> _Dataset items_:
....................

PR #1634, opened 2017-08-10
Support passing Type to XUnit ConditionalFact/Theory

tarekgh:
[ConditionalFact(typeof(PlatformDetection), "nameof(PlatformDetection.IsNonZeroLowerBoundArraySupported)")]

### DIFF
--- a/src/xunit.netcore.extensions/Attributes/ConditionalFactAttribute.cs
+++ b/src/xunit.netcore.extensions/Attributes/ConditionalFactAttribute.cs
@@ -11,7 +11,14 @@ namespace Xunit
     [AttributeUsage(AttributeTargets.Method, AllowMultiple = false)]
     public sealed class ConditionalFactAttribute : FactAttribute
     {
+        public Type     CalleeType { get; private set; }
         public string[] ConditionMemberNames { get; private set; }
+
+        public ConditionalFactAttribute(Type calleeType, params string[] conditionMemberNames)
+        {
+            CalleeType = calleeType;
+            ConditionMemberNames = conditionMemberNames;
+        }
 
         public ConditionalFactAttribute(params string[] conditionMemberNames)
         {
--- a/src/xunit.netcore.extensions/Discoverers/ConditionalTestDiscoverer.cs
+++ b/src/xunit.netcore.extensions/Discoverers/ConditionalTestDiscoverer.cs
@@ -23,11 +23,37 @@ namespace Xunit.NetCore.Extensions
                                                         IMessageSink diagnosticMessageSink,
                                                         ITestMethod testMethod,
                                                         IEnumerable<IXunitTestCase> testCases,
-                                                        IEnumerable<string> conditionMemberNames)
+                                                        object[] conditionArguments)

....................

> _EXERCISE BRIEF_:
Could you give the data again, word for word?

> _SOLVED PROBLEM_:
PR #1634, opened 2017-08-10
Support passing Type to XUnit ConditionalFact/Theory

tarekgh:
[ConditionalFact(typeof(PlatformDetection), "nameof(PlatformDetection.IsNonZeroLowerBoundArraySupported)")]

### DIFF
--- a/src/xunit.netcore.extensions/Attributes/ConditionalFactAttribute.cs
+++ b/src/xunit.netcore.extensions/Attributes/ConditionalFactAttribute.cs
@@ -11,7 +11,14 @@ namespace Xunit
     [AttributeUsage(AttributeTargets.Method, AllowMultiple = false)]
     public sealed class ConditionalFactAttribute : FactAttribute
     {
+        public Type     CalleeType { get; private set; }
         public string[] ConditionMemberNames { get; private set; }
+
+        public ConditionalFactAttribute(Type calleeType, params string[] conditionMemberNames)
+        {
+            CalleeType = calleeType;
+            ConditionMemberNames = conditionMemberNames;
+        }
 
         public ConditionalFactAttribute(params string[] conditionMemberNames)
         {
--- a/src/xunit.netcore.extensions/Discoverers/ConditionalTestDiscoverer.cs
+++ b/src/xunit.netcore.extensions/Discoverers/ConditionalTestDiscoverer.cs
@@ -23,11 +23,37 @@ namespace Xunit.NetCore.Extensions
                                                         IMessageSink diagnosticMessageSink,
                                                         ITestMethod testMethod,
                                                         IEnumerable<IXunitTestCase> testCases,
-                                                        IEnumerable<string> conditionMemberNames)
+                                                        object[] conditionArguments)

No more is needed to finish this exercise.